Obviously the amount of steps/revelation will change the speed, too

However, all this does not help me to determine what the real life speed of my stepper should be. Additional firmware parameters clutter up my (beginner's) brain even more (and I haven't had a too deep dive into that yet). In general I understand that the frequency we use to send the steps to the stepper is the main determining factor, also 'reduced' by microstepping, if applied. We cannot keep the current up as much as needed due to timing/inductive/electronic properties of the motors, so we lose torque or finally steps. A higher voltage helps to bring the current up faster, so the steepness of the current increase can also limit the maximum applicable frequency. The frequency itself is given from the controller board to the motor driver, hence is set in firmware.

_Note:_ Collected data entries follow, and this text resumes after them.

PR #510, opened 2026-04-07
Update README.md to include support for "A" extension

Matt-RUN-CKB:
CKB2023 added support for "A" atomic instructions in CKB VM v2, AI agents are not picking this up, likely due to it being missed in the README

Updated to "IMACB"

https://github.com/nervosnetwork/rfcs/blob/master/rfcs/0051-ckb2023/0051-ckb2023.md#ckb-vm-v2

### DIFF
--- a/README.md
+++ b/README.md
@@ -7,7 +7,7 @@
 
 ## About CKB VM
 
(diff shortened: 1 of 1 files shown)


XuJiandong:
This RFC is outdated and should be updated. A extension is removed before that hardfork.

Issue #511, opened 2026-04-09
ckb-vm's build.rs on windows-msvc using gcc? how about clang-cl?


eval-exec:
https://github.com/nervosnetwork/ckb-vm/blob/c4ae777214605b792ea74026b6abdeddb77c7310/build.rs#L40-L50

how about using `clang-cl` to replace `gcc` here?
https://clang.llvm.org/docs/MSVCCompatibility.html

mohanson:
I think we should do it this way, but it's unclear whether we can use `clang` alone (clang-cl may not be necessary). I think we can, but it needs testing.

PR #512, opened 2026-04-13
Rewrite build.rs

mohanson:
1. Build using clang instead of gcc on Windows.
2. The code in build.rs has been significantly simplified. 
3. The test worked fine on SP1.

Ref https://github.com/nervosnetwork/ckb-vm/issues/511

### DIFF
--- a/build.rs
+++ b/build.rs
@@ -7,6 +7,7 @@ use std::env;
 
 fn main() {
     let target_arch = env::var("CARGO_CFG_TARGET_ARCH").unwrap_or_default();
+    let target_family = env::var("CARGO_CFG_TARGET_FAMILY").unwrap_or_default();
     let support_asm = ["aarch64", "riscv64", "x86_64"].contains(&target_arch.as_str());
     if !support_asm {
         if cfg!(feature = "asm") {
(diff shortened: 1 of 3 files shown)


eval-exec (approved):

mohanson:
@eval-exec Do you want this change to be included in the release version?

cc @chenyukang

build.rs
```diff
@@ -3,61 +3,50 @@
...
+                .file("src/machine/asm/execute_aarch64.S")
+                .compile("asm");
         }
-
-        build.include("src/machine/asm").compile("asm");
-
-        println!("cargo:rustc-cfg=has_asm")
+        "riscv64" => {
+            cc::Build::new()
+                .compiler(clang_finder::find())
```
eval-exec: Not sure do we really need to hardcode `clang` and ignore `CC` env var here?
`cc-rs` allow cargo usage like: `CC=clang cargo build .....`

mohanson: Good idea, perhaps we don't need to specify compiler.

mohanson: However, if we do this, we will always need to set the CC environment variable when compiling on Windows, see https://github.com/nervosnetwork/ckb-vm/actions/runs/24328961143/job/71030179557?pr=512

mohanson: Or should we do it the old way: not specifying a compiler on Unix, but specifying a compiler on Windows?

eval-exec: How about create `.cargo/Cargo.toml`, config `CC=clang` in `[env]`?
https://doc.rust-lang.org/cargo/reference/config.html#env

> Or should we do it the old way: not specifying a compiler on Unix, but specifying a compiler on Windows?

Both are fine.

mohanson: Not a good idea. On Windows, `clang` is simply called `clang`, but on Unix, `clang` is usually named `clang-19`, `clang-20`, `clang-21`, and so on. This is why I initially introduced the `clang-finder` package.

eval-exec: `cc-rs` support: `<var>_<target>` - for example:
- CC_x86_64_pc_windows_msvc
- CC_x86_64_unknown_linux_gnu

https://docs.rs/cc/latest/cc/

eval-exec: Does ckb-vm have min/max version requirements for `clang`?

mohanson: There are no restrictions on clang versions.

eval-exec (approved):

XuJiandong (approved):

PR #519, opened 2026-05-29
SC.W / SC.D violate RISC-V A-extension semantics by always performing the store

mohanson:


mohanson:
Since the A extension is not enabled, fixing it seems pointless.

PR #529, opened 2026-07-06
Remove slow path

mohanson:
The slowpath technique was introduced by designing and implementing V Extension, and it's now dead code.


XuJiandong:
remove following：
// Right now we are only dealing with fastpath opcodes, later we might
// (or might not?) expand this with some opcodes in the slowpath category.

XuJiandong (dismissed):

XuJiandong (approved):

PR #530, opened 2026-07-07
Remove A extension

mohanson:
Merging is required after https://github.com/nervosnetwork/ckb-vm/pull/529


XuJiandong:
- Makefile:40 still runs cargo +nightly fuzz run isa_a, but fuzz/fuzz_targets/isa_a.rs and its [[bin]] entry in fuzz/Cargo.toml were deleted. This breaks make fuzz (the isa_a target no longer exists). Line 40 should be removed.

XuJiandong:
src/instructions/execute.rs:1345 has a stale comment mentioning "opcodes in the slowpath category" — the slowpath no longer exists.

XuJiandong (approved):

PR #533, opened 2026-08-12
misc: open unnecessary_cast check in clippy

mohanson:


src/instructions/register.rs
```diff
@@ -334,11 +334,11 @@ impl Register for u32 {
     }
 
     fn rol(&self, rhs: &u32) -> u32 {
-        (*self as u32).rotate_left(*rhs) as u32
+        (*self).rotate_left(*rhs)
```
XuJiandong, line 337: *self.rotate_left(...) would suffice

src/instructions/register.rs
```diff
@@ -334,11 +334,11 @@ impl Register for u32 {
...
     }
 
     fn ror(&self, rhs: &u32) -> u32 {
-        (*self as u32).rotate_right(*rhs) as u32
+        (*self).rotate_right(*rhs)
```
XuJiandong, line 341: *self.rotate_left(...) would suffice

XuJiandong (approved):

src/instructions/register.rs
mohanson: image

PR #235, opened 2023-03-02
Menu improvements

mjaskula:
This PR adds several improvements to the menu system.

Recently several new scripts were added pushing the allocated memory during menu load over the limit, causing it to crash. Running a `gc.collect()` during the import process alleviates the issue. Though I don't fully understand why, since python should perform a gc if it can't allocate.

During the debug of the above issue I discovered that memory used by the import of all of the scripts at menu load time is never released. This means that a script launched by the menu has less memory available to it than one launched as `main.py`. I changed the way menu works such that the list of scripts is only imported when the menu is needed, and the launch of the chosen script happens the same way no matter if the menu is loaded or not. The result is more memory for scripts and a faster load time when the menu isn't needed.

Summary of changes:
* adds regular calls to `gc.collect()` to allow the menu to load
* prevent failed allocations from crashing the script imports (they will just fail to import)
* Only import scripts when the menu needed
* reset the machine before launching the selected script
* display a progress bar while the menu is loading

### DIFF
--- a/.github/workflows/compile_to_uf2.yml
+++ b/.github/workflows/compile_to_uf2.yml
@@ -21,7 +21,7 @@ jobs:
           repository: micropython/micropython
           ref: v1.19.1
           path: micropython
-      
+
       - name: install os deps
         run: sudo apt-get install -y cmake gcc-arm-none-eabi libnewlib-arm-none-eabi build-essential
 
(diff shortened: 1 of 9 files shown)


mjaskula:
Converting to draft as it appears this change breaks the uf2 stuff

awonak (approved):
LGTM, I love the bootsplash progress bar!

francoisgeorgy:
Loading on demand, this is nice. Great work!

mjaskula:
> Converting to draft as it appears this change breaks the uf2 stuff

I think i've fixed the uf2 build, but I have not yet tested it. I've never built it before. If someone can verify it easily, I would love the confirmation. If not I'll get to it in the next few days.

mjaskula:
Ok, i've tested the uf2 build locally, and it seems good to me.

PR #237, opened 2023-03-08
add missing config files to distribution

### LINKED ISSUE #236: [Bug Report] Add newly introduced firmware files to setup.py modules list
The EuroPi firmware PyPi dist package configuration requires us to explicitly list the python files we want to include in the generated dist folder ([https://github.com/Allen-Synthesis/EuroPi/blob/main/software/firmware/setup.py#L15-L23]()). 

The configuration system from #220 added a few files that are not included in that list.

It looks like we will need to add the following modules to that list before cutting the next release:
 * configuration
 * europi_config
 * file_utils

mjaskula:
Adds missing config system files to the firmware distribution. This is achieved by making the module list more dynamic. In the future, only new directories will need to update setup.py, not new modules. Closes #236.

### DIFF
--- a/software/firmware/setup.py
+++ b/software/firmware/setup.py
@@ -3,6 +3,21 @@ from setuptools import setup
 __version__ = ""
 exec(open("./version.py").read())
 
+
+def build_firmware_module_list():
+    import os
+
+    dirs = {"experimental"}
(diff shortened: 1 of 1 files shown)


awonak (approved):
LGTM, nice work future proofing this :)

All in all, apart from what makes sense to utilize in a 3D printer setup, what are the determining factors of the stepper speeds that can be realized and how to they transform into real life values for our printers? Also I'd be interested in how the determining factors influence the reliability and print quality regardless of the mechanical difficulties that arise with print-speed.

I found these to exist on electroncs SE:

However, I think the question here is relevant and specific enough for 3D printing to exist here alongside.


1 Answer 1


The four main motor speed limits in a 3d printer are:

  • Firmware step generation frequency limits
  • Firmware motion planner effects
  • Loss of torque and precision due to motor coil inductance and back-EMF effects
  • Mid-band resonance

Step generation rate limits will depend on the firmware and controller board used. There is a significant range, particularly when 32bit firmwares and RTOS-based platforms like MachineKit are compared to 8bit firmwares running on Atmega AVRs. Some examples:

  • Marlin on a 16 MHz 8bit Atmega can only run the stepper interrupt at 10,000 hz without bogging down the processor and blocking other critical algorithms (like motion planning). It can fire step rates up to 40,000 hz by pulsing the step line two or four times per interrupt, which effectively drops the microstep level in software and runs the motors rougher/louder.
  • Repetier on the same Atmega can run the stepper interrupt at 12,000 hz, because it is optimized more for execution speed than Marlin.
  • Repetier on an 84 MHz 32bit ARM Cortex-M3 can run the stepper interrupt at 80,000 Hz.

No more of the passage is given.